Date: Wed, 8 Sep 1999 19:09:01 +0100
Sender: "SAS(r) Discussion" <SAS-L@LISTSERV.UGA.EDU>
From: Peter Crawford <peter.crawford@DB.COM>
Subject: Re: Very large Number of observations- 480,000,000
Content-type: text/plain; charset=us-ascii
*****hoping this isn't a duplicate***********
I haven't a clue about the performance of alternatives to SAS
(like Oracle) for data management. I wouldn't wish to re-start
that recent discussion - see the archives...
On a specific point regarding your data volume, be aware that
SAS will be subject to a limit on data set size for your platform
= 2GB on fat drives (and 4GB on NTFS I believe..
. please confirm if relevant)
That limits each transaction to less than 10 bytes of data at best!
So I think you will need to organise subsets and joins.

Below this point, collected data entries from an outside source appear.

PR #780, opened 2023-07-26
Switch pytest-asyncio to use anyio

jacobtomlinson:
In https://github.com/dask/distributed/issues/7984 @fjetter and @graingert suggested moving away from `pytest-asyncio`.

This PR updates all tests to use `anyio` but with just the `asyncio` backend.


jacobtomlinson:
Well that was pretty successful. Thanks for the tips.

PR #783, opened 2023-07-26
Fix extensibility section link on kubecluster.rst

### LINKED ISSUE #782: Extensibility link broken on kubecluster.rst DOCS
Hi there, I was going over some docs and I found that in this section of the docs https://github.com/dask/dask-kubernetes/blob/main/doc/source/kubecluster.rst#docker-images the link to "Extensibility Section" leads to a 404.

You're going to need some fast I/O for *any* platform.
/half-plug for SAS
I think you don't need a general purpose data manager
like Oracle, but a high performance disk channel
Keep that data on separate drive(s) from the op sys and SAS system
/full-plug for SAS
you'll need SAS
good luck and let us know how it goes
Datum: 08.09.99 18:23
Antwort an: email@example.com
Betreff: Very large Number of observations - 480,000,000
I have a dataset consisting of 6 variables and (potentially) 480,000,000
observations (basically transactions).
This has been normalised. Aside from the obvious point of cutting the data
set into chunks, say of
100,000,000 observations, I just thought I would ask if there are any show
stoppers that I ought to
be aware of. So I would be most happy if someone were to say - ah no no no
you can't do that before I
do the data mungeing.
In the longer term it would be sensible to transfer the data to a 'real'
database such as
Oracle. In the short run I will be using SAS as data storage mechanism and
using proc sql to
extract subsets and join with other smaller tables ( the biggest of which is
about 300,000 rows).
The SAS is version 6.12, WinNT 4 , Pentium 450 with 256 meg ram.